/---

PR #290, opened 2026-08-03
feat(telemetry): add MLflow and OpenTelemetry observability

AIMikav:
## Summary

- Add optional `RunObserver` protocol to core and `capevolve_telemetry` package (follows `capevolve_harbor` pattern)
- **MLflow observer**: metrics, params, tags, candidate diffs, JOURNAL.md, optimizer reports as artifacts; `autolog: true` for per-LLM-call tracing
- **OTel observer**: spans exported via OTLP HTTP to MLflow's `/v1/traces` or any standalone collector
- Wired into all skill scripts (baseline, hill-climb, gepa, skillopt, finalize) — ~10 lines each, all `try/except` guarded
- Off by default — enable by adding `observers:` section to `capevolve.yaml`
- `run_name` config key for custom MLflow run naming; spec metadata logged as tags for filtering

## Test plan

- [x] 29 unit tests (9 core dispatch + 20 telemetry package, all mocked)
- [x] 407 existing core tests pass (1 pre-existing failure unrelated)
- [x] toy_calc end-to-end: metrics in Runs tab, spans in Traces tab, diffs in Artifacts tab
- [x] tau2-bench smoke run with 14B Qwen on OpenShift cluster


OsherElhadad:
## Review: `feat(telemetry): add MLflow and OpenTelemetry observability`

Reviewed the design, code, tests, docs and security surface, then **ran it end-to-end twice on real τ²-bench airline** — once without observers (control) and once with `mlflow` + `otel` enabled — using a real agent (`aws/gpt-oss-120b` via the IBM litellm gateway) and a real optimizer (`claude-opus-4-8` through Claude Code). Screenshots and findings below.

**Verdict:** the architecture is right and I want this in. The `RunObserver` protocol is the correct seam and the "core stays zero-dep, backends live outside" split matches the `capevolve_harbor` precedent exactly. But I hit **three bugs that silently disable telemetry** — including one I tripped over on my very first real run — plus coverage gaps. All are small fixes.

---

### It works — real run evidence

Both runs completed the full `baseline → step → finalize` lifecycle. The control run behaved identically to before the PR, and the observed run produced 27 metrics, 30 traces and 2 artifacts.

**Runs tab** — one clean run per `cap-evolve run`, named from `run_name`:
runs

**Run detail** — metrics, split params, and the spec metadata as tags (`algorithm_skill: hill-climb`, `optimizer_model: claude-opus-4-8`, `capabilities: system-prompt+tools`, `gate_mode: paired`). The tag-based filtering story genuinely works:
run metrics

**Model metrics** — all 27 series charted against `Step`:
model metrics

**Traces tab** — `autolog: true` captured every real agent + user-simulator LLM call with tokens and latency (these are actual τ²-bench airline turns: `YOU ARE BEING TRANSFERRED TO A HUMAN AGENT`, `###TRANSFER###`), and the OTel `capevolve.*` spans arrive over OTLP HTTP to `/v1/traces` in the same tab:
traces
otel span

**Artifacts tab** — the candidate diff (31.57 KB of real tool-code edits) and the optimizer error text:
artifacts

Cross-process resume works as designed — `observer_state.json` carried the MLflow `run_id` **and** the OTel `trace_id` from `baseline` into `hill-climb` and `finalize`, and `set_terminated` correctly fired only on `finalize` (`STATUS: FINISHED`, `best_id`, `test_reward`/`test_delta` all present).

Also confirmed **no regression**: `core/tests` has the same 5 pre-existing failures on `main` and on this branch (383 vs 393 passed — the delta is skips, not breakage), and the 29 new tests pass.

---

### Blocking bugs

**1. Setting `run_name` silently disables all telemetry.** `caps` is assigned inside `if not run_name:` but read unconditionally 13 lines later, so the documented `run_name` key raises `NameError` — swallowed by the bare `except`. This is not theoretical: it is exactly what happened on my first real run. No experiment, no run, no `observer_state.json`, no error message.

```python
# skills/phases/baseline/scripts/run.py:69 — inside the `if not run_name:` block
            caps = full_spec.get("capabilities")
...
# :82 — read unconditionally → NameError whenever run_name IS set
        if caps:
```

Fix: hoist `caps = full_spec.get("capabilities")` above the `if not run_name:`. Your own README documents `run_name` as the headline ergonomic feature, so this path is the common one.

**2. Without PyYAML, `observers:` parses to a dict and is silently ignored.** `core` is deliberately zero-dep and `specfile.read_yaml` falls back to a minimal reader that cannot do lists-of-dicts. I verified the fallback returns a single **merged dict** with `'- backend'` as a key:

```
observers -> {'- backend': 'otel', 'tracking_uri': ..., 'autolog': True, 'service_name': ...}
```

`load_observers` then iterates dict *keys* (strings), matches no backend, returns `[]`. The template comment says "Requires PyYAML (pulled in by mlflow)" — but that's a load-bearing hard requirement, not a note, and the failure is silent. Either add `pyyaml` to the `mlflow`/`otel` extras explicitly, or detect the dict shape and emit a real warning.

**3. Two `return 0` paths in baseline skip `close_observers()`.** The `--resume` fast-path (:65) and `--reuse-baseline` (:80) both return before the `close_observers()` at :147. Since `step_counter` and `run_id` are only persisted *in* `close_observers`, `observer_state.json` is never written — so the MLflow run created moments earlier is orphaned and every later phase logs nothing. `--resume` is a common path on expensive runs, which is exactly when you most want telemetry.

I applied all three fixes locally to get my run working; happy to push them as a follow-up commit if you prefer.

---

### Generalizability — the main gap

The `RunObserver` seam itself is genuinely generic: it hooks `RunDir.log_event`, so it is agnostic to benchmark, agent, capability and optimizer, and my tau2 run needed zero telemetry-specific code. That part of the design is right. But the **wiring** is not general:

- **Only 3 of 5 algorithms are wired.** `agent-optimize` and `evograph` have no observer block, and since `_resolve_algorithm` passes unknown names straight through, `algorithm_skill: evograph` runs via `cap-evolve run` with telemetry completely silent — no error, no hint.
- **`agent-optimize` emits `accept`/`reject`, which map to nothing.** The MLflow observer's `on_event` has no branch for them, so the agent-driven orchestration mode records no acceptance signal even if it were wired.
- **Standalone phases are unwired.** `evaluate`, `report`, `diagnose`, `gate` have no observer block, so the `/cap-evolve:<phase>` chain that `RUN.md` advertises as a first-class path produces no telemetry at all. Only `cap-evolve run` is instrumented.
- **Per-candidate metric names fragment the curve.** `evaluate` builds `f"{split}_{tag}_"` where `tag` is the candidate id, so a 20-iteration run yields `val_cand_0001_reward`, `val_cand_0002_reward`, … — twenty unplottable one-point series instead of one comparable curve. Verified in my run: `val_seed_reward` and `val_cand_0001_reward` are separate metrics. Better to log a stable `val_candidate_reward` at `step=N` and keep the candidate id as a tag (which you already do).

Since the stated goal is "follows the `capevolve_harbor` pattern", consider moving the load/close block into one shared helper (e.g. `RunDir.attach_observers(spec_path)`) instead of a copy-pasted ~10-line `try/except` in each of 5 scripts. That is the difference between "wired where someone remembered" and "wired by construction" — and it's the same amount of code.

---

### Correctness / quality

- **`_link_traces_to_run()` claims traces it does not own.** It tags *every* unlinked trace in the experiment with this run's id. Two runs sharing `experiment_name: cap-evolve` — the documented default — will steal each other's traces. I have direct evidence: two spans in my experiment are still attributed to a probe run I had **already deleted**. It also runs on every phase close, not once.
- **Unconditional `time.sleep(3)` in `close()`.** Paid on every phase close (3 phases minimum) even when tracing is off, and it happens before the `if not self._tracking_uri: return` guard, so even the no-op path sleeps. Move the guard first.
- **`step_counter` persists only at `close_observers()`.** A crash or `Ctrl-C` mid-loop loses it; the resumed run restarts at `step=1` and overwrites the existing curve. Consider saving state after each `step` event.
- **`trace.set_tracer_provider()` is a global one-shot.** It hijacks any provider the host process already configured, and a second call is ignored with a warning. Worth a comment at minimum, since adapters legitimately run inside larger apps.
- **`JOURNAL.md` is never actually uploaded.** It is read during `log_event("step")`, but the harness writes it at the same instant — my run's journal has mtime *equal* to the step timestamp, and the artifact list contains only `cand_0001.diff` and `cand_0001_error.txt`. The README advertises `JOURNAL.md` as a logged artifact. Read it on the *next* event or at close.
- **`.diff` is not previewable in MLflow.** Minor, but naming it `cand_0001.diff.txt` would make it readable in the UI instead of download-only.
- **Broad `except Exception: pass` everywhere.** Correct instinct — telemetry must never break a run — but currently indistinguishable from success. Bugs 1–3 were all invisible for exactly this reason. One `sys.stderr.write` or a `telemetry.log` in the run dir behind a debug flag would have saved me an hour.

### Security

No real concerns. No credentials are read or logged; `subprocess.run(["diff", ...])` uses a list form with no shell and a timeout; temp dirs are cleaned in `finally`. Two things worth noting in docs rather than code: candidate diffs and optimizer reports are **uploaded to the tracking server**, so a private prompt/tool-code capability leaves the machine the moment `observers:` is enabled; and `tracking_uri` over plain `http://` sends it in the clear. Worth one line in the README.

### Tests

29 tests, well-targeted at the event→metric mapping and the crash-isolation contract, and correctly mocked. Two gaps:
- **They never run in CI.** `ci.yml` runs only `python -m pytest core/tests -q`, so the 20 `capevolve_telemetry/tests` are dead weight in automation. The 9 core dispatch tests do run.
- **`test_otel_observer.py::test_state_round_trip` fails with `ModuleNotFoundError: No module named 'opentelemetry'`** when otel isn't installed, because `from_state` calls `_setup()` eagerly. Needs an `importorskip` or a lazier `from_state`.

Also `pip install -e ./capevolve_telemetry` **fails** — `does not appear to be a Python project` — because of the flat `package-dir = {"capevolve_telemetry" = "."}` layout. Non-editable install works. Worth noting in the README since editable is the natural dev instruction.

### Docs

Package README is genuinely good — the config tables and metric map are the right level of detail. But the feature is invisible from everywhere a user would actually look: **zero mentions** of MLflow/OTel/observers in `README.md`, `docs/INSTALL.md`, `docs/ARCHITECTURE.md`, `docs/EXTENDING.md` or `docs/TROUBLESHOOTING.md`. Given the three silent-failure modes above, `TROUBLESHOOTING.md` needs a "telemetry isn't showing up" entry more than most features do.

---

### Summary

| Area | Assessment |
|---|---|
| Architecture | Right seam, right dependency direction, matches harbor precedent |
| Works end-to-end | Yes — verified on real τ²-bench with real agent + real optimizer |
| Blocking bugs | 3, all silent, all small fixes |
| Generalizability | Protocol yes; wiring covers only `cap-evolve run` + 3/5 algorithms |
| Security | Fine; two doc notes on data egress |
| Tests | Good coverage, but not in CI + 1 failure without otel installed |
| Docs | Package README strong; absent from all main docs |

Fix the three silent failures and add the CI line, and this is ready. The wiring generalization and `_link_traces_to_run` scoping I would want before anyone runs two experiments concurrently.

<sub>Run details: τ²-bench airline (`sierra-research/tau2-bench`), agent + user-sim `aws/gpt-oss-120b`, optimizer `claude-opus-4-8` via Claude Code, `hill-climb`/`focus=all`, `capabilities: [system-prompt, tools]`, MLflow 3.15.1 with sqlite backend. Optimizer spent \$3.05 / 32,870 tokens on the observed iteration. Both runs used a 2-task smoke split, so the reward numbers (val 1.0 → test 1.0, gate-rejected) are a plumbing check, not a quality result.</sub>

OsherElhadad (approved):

\---
/---

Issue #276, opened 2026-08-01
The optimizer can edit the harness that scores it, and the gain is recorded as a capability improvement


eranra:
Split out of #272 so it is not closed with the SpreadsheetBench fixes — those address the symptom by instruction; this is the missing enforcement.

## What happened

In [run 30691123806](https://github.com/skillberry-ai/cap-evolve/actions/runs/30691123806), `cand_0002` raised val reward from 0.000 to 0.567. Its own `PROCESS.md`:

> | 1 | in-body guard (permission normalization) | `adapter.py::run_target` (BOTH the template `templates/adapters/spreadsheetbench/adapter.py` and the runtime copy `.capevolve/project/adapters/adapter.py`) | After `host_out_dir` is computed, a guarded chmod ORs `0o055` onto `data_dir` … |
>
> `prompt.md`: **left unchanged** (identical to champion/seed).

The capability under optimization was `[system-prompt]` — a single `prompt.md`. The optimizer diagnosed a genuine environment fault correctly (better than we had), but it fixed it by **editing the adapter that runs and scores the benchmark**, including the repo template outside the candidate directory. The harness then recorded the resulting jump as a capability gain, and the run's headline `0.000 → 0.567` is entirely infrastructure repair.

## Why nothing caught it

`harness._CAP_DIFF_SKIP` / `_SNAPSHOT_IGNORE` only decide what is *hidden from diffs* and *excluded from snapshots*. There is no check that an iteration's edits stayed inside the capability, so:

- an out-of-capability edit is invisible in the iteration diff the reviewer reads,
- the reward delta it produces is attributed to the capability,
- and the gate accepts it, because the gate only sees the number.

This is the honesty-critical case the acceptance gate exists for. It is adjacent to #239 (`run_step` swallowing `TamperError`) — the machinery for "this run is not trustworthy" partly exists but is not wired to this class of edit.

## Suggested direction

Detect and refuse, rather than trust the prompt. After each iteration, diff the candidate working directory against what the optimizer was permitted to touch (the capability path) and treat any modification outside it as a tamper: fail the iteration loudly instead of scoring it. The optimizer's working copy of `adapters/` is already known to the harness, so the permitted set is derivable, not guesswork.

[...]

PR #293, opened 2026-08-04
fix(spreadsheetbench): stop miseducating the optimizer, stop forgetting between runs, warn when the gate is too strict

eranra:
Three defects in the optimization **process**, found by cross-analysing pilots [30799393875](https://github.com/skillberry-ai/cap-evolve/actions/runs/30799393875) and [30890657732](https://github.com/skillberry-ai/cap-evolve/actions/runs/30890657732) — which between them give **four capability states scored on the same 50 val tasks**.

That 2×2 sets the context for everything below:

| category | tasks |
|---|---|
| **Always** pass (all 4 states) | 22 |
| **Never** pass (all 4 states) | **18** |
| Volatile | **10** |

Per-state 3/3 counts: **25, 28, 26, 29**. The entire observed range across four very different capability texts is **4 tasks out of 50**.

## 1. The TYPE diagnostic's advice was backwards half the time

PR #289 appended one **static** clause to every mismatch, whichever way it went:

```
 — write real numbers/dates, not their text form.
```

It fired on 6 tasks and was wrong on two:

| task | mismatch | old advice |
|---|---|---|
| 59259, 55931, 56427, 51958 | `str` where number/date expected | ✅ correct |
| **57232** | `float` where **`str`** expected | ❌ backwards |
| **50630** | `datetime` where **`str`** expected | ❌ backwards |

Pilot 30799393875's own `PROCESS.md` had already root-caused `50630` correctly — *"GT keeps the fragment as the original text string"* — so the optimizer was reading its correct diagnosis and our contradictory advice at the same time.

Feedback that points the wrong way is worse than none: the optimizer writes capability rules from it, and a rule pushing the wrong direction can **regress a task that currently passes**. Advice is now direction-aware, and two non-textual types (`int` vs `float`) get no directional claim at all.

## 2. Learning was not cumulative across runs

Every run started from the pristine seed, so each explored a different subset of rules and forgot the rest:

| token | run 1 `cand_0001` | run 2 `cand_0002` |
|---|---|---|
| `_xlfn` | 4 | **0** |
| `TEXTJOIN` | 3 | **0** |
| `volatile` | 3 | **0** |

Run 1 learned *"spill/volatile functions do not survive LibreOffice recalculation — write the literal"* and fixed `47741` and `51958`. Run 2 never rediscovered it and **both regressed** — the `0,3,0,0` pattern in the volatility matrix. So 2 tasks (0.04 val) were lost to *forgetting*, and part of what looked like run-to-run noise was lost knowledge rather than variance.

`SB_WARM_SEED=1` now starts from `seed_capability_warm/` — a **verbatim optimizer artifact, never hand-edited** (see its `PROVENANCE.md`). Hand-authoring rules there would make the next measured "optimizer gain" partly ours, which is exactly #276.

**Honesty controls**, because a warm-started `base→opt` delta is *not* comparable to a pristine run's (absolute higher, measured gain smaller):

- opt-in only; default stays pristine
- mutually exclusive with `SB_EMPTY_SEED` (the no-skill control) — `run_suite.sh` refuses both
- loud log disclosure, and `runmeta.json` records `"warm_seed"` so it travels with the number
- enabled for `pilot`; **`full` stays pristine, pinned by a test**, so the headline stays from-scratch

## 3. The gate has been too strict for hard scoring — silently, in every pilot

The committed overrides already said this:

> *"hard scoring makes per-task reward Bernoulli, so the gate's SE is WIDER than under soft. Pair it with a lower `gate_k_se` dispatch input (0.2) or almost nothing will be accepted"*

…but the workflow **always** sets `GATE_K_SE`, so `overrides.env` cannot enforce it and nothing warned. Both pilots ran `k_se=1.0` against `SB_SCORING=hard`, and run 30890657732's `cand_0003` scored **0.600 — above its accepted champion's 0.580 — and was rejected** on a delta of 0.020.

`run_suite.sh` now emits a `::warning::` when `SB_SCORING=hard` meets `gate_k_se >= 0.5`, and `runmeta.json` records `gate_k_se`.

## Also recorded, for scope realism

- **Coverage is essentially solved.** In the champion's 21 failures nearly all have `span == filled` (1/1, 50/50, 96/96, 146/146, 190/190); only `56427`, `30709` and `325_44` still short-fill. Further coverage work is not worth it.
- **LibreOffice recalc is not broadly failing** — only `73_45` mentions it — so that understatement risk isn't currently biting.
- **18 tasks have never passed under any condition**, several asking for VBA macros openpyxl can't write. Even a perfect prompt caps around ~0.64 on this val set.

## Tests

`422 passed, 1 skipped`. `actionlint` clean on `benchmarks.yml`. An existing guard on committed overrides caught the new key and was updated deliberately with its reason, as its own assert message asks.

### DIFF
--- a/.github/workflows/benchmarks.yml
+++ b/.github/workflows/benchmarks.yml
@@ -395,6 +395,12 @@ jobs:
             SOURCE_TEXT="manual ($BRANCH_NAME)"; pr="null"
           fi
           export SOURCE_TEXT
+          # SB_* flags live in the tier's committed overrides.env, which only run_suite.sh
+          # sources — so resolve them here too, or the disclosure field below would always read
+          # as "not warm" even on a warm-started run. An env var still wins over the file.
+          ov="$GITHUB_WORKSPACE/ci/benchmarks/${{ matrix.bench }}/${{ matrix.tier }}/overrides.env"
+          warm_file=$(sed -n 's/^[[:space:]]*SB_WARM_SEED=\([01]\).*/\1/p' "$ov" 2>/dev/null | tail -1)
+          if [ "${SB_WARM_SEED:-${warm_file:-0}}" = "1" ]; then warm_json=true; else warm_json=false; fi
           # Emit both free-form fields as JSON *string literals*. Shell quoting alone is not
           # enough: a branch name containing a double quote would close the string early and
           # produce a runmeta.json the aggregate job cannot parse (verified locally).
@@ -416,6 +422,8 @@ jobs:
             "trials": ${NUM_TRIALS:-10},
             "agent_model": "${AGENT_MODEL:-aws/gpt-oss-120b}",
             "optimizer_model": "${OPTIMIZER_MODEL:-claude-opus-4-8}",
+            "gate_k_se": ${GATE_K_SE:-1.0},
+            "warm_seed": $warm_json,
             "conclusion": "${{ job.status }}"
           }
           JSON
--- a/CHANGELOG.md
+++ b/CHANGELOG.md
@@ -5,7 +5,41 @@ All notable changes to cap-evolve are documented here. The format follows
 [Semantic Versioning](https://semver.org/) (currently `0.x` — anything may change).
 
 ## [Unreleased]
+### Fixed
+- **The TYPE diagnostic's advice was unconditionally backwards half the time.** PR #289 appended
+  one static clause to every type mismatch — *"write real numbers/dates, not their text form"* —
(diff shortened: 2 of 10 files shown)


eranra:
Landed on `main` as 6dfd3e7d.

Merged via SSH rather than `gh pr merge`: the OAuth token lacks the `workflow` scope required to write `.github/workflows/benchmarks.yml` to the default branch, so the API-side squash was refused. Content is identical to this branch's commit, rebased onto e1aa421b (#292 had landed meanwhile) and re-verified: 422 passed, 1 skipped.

\---
/---

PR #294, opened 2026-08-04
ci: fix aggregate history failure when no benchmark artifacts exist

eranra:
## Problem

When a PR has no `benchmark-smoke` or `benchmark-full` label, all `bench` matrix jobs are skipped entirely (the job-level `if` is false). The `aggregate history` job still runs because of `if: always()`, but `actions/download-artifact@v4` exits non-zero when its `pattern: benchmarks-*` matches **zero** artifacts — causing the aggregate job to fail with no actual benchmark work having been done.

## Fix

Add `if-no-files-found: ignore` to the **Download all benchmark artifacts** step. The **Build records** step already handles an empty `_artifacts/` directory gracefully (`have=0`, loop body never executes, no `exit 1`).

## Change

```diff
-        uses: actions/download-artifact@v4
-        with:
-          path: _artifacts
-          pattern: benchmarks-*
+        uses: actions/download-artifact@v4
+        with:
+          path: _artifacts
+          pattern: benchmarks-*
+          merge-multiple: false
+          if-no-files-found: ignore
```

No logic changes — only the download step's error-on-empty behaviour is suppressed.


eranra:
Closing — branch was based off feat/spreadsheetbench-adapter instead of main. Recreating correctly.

\---

» **PROBLEM REQUIREMENTS**:
In the entries above, find the line holding "No real concerns." and the line holding "- **They never", then retype exactly those two lines and every line between them, and nothing else.

» **ANSWER BOX**:
No real concerns. No credentials are read or logged; `subprocess.run(["diff", ...])` uses a list form with no shell and a timeout; temp dirs are cleaned in `finally`. Two things worth noting in docs rather than code: candidate diffs and optimizer reports are **uploaded to the tracking server**, so a private prompt/tool-code capability leaves the machine the moment `observers:` is enabled; and `tracking_uri` over plain `http://` sends it in the clear. Worth one line in the README.

### Tests

29 tests, well-targeted at the event→metric mapping and the crash-isolation contract, and correctly mocked. Two gaps:
- **They never run in CI.** `ci.yml` runs only `python -m pytest core/tests -q`, so the 20 `capevolve_telemetry/tests` are dead weight in automation. The 9 core dispatch tests do run.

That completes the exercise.